====== Supplied material
PR #1125, opened 2023-11-02
Release Candidate v2.45.3

ruck314:
### Description
- #1119 
- #1121
- #1120
- #1123
- #1124


python/surf/devices/ti/_Lmx2594.py
```diff
@@ -227,18 +227,19 @@ def addLinkVariable(name, description, offset, bitSize, mode, bitOffset=0, pollI
         @self.command(description='Load the CodeLoader .HEX file',value='',)
         def LoadCodeLoaderHexFile(arg):
 
+            self.DataBlock.set(value=0x2410,index=0, write=True) # MUXOUT_LD_SEL=readback
+
             ##################################################################
             # For the most reliable programming, TI recommends this procedure:
             ##################################################################
 
             # 1. Apply power to device.
```
jumdz, line 236: Is it still true ? It seems that the comments are outdated .. as there is no code behind. Should we clean it before the release ?

jumdz (approved):
No big issue with approving, only one question about the comments in the LMX2594.py script

python/surf/devices/ti/_Lmx2594.py
ruck314: Just finished testing that line.  It forces the `MUXOUT_LD_SEL=readback` into SPI readback mode at the start of a CSV load.  Else the MUXOUT_LD_SEL in "PLL LOCK" mode instead.  That new line forces the SPI mode at the beginning of the procedure

PR #1133, opened 2024-02-14
Fix default address

ruck314:
### Description
- refer to https://github.com/slaclab/rogue/pull/985
- This will avoid getting annoying messages from cyber security port scanners.
- Only open the local 127.0.0.1 (and not all network interfaces)


ruck314:
image
Confirmed this works using the 10GbE RUDP co-sim example:
https://slaclab.github.io/Simple-10GbE-RUDP-KCU105-Example/HowTo/simulation.html

bengineerd (approved):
============
[Directions] Once you have counted every line above that contains the string "opened", give that number and nothing more.

[Solved exercise] 2